=== Begin Enclosure ===

PR #3599, opened 2023-01-26
test: 0.13 refactor test project config creation

vvagaytsev:
This PR makes tests more dryish by introducing more templating for the test project configs.

Fixes #

* Tests in `./core/test/unit/src/garden.ts` haven't been modified yet. There we need some overrides instead of for some config entries. A necessary helper function can be added in a separate PR. 
* I executed all affected tests manually on my local machine and did not find any regression against the `0.13` branch


edvald:
Maybe one suggestion, at least going forward: Use the `test` prefix instead of `refactor(test)`, to avoid having to later filter this out from release notes :)

vvagaytsev:
Thanks, @edvald! I fixed the prefixes in the commit messages.

PR #3601, opened 2023-01-26
0.13 cherrypick logger changes

stefreak:
- fix(framework): increase consistency in verbose plugin logs
- fix(exec): more informative error msg on timeout (#3584)
- fix(events): update log event timestamp type be string or number
- improvement(server): ensure serverReady event has correct type
- fix(helm): stream logs to CLI and Garden Cloud (#3582)

Fixes #


core/src/router/build.ts
```diff
@@ -57,7 +57,11 @@ export const buildRouter = (baseParams: BaseRouterParams) =>
       const moduleVersion = action.moduleVersion().versionString
       const moduleName = action.moduleName()
 
-      params.events.on("log", ({ timestamp, data }) => {
+      params.events.on("log", ({ timestamp, data, origin, log }) => {
+        // stream logs to CLI
+        log.setState(renderOutputStream(data.toString(), origin))
```
stefreak, line 62: For some reason, in 0.13, the "log" handlers are not being called. I tried to understand why, but couldn't find the culprit. My guess is that the `events` instance in the plugin is a different instance than here.

This means that once this PR is merged, some logs won't appear in the CLI anymore until this "unrelated" problem has been fixed.

edvald: It is as you suspect, a different instance (`params.events` vs. `ctx.events`). We may want to drop one of them actually to avoid that confusion going forward. I can take that on.

edvald: I've added a commit that ensures the same event broker is passed along through the plugin router, which should fix this issue.

eysi09 (approved):

core/src/router/build.ts
stefreak: Thank you!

=== End Enclosure ===

How to complete this task
Could you please copy the lines above exactly, beginning at the first and ending at the line that contains "a separate PR."?

Task solution
PR #3599, opened 2023-01-26
test: 0.13 refactor test project config creation

vvagaytsev:
This PR makes tests more dryish by introducing more templating for the test project configs.

Fixes #

* Tests in `./core/test/unit/src/garden.ts` haven't been modified yet. There we need some overrides instead of for some config entries. A necessary helper function can be added in a separate PR. 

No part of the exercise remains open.